In the listing below, the answer starts at the line that has "PR #119, opened 2024-09-25" and stops after the line that has "method to return"; please repeat that part exactly and nothing more.

• **GIVEN RECORDS**:
_ _ _

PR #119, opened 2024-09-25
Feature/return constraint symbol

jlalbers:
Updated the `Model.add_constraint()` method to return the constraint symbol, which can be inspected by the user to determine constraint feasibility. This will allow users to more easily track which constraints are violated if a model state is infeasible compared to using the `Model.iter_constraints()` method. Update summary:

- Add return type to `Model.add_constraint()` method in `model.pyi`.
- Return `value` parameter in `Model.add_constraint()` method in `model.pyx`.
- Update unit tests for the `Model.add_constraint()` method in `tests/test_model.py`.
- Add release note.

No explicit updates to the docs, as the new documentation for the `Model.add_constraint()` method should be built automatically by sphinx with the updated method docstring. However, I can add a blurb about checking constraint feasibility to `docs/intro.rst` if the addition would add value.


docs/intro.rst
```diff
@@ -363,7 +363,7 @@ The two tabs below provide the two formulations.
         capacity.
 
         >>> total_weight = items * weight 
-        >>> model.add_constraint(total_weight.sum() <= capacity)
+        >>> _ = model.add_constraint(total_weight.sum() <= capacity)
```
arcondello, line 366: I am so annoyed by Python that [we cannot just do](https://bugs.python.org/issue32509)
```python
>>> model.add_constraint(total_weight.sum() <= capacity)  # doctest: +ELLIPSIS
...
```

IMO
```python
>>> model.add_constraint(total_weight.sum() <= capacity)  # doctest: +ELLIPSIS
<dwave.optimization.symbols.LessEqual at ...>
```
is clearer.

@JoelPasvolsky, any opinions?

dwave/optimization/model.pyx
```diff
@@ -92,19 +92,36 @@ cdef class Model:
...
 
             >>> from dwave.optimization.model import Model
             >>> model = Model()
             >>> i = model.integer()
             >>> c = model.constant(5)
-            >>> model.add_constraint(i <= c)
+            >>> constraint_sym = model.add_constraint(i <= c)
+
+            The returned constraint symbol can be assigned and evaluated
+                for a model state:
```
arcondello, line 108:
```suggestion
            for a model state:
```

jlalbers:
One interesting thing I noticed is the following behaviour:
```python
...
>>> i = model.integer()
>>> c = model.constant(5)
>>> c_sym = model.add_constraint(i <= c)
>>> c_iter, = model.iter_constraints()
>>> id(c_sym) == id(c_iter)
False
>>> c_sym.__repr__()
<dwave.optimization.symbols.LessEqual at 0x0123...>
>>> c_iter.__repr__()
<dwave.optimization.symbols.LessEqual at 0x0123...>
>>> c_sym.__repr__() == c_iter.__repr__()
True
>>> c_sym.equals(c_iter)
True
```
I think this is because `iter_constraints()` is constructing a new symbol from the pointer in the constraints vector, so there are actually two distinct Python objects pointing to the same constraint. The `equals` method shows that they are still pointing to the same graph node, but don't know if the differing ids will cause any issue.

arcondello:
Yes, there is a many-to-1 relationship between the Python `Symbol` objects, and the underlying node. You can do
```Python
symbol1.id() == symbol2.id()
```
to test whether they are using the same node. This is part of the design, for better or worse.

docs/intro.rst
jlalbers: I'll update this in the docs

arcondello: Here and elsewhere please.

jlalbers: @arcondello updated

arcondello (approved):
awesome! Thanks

_ _ _

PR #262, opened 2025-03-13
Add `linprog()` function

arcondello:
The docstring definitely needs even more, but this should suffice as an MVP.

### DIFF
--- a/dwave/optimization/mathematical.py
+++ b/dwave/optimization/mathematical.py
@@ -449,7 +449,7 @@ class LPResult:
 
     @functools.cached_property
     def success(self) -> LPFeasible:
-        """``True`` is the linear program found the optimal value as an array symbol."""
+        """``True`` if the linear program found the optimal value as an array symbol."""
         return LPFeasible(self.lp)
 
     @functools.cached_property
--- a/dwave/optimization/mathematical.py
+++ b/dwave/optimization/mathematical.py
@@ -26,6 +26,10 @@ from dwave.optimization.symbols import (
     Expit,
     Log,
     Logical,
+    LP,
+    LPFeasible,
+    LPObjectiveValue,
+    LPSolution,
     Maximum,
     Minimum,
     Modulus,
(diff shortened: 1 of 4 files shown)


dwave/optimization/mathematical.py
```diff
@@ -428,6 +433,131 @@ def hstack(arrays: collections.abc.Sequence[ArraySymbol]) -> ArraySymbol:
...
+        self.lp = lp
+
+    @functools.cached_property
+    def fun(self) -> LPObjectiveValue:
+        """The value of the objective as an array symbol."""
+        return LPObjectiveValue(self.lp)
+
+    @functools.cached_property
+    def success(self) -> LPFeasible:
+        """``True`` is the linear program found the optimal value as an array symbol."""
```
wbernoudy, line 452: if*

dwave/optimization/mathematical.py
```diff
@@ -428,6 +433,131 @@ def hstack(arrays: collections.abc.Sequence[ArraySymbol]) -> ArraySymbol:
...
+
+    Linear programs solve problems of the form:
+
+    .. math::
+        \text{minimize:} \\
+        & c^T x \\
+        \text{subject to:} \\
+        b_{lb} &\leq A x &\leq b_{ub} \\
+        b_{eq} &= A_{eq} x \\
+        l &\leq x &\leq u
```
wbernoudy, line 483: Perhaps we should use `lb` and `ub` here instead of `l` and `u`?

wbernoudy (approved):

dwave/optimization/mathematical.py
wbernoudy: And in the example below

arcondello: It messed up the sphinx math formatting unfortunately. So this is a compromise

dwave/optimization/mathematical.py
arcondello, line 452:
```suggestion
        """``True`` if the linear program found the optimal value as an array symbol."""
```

_ _ _

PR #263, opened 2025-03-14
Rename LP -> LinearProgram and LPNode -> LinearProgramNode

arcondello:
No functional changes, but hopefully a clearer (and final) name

_ _ _

• **RESPONSE TO THIS TASK**:
PR #119, opened 2024-09-25
Feature/return constraint symbol

jlalbers:
Updated the `Model.add_constraint()` method to return the constraint symbol, which can be inspected by the user to determine constraint feasibility. This will allow users to more easily track which constraints are violated if a model state is infeasible compared to using the `Model.iter_constraints()` method. Update summary:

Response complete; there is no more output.